# Wulff wird neuer Bundespräsident



## AMUN (3 Juni 2010)

*Wulff wird neuer Bundespräsident*

*Ein Nachfolger für Horst Köhler ist gefunden: Union und FDP haben sich auf Niedersachsens Ministerpräsident Christian Wulff als Kandidat für das Amt des Bundespräsidenten geeinigt. Seine Wahl gilt als sicher.*

Bundeskanzlerin Angela Merkel (CDU) bestätigte die Kandidatur von Christian Wulff am Donnerstag offiziell. Sie halte ihn für einen wunderbaren zukünftigen Bundespräsidenten, sagte die CDU-Chefin in Berlin im Beisein der Vorsitzenden von CSU und FDP, Horst Seehofer und Guido Westerwelle.

Komfortable Mehrheit

Der 50 Jahre alte Wulff soll dem am Montag überraschend zurückgetretenen Horst Köhler nachfolgen. Die Bundesversammlung tritt zur Wahl des neuen Bundespräsidenten am 30. Juni zusammen. Union und FDP verfügen dabei über eine deutliche Mehrheit. Von den 1244 Wahlmännern stellen die Koalitionsparteien mindestens 644 – 21 Wahlleute mehr als für die absolute Mehrheit nötig sind. Damit könnte Wulff auch ohne Hilfe der anderen Parteien bereits im ersten Wahlgang gewählt werden. 

SPD-Chef Sigmar Gabriel kritiserte das Vorgehen der Bundeskanzlerin bei der Kandidatensuche. Es habe keinen ernsthaften Versuch Merkels gegeben, einen Kandidaten lagerübergreifend zu finden, sagte Gabriel am Donnerstagabend in der ARD. Von der Kanzlerin sei lediglich ein „Höflichkeitsanruf“ gekommen.
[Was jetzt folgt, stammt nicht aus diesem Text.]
PR #7709, opened 2017-09-14
[feature] Use select_for_update in APIv1 and APIv2 [OSF-8297]

caseyrollins:
#### Purpose
- Use `select_for_update` throughout the OSF to prevent updates from being overwritten during the course of a request.

#### Changes
- Pass requests to `get_object_or_error` (for APIv2) and `get_or_http_error` (for APIv1). Use `select_for_update` for all non-GET requests.
- Add tests to confirm `FOR UPDATE` exists in non-GET request queries.

#### Side Effects
- Note: `select_for_update` cannot be used with `select_related` (or with `OUTER JOIN`s in general?) See [this](https://stackoverflow.com/questions/36253793/django-select-for-update-and-select-related-on-same-query) SO post and [this](https://www.postgresql.org/message-id/Pine.LNX.4.58.0511142229050.12705@linuxworld.com.au) Postgres thread for more info.

#### Ticket
- [OSF-8297](https://openscience.atlassian.net/browse/OSF-8297)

Die SPD hätte auch jemanden mit einem CDU-Parteibuch akzeptiert. „Aber jemand, der nur dazu dient, die innerparteilichen Machtkämpfe von Frau Merkel auszutragen, das ist für eine so schwierige Lage, in der Deutschland gerade ist, wirklich zu wenig.“ SPD-Fraktionschef Frank-Walter Steinmeier wertete die Entscheidung als Niederlage für Merkel. Sie habe sich offenbar dem Druck aus der eigenen Partei beugen und Wulff akzeptieren müssen.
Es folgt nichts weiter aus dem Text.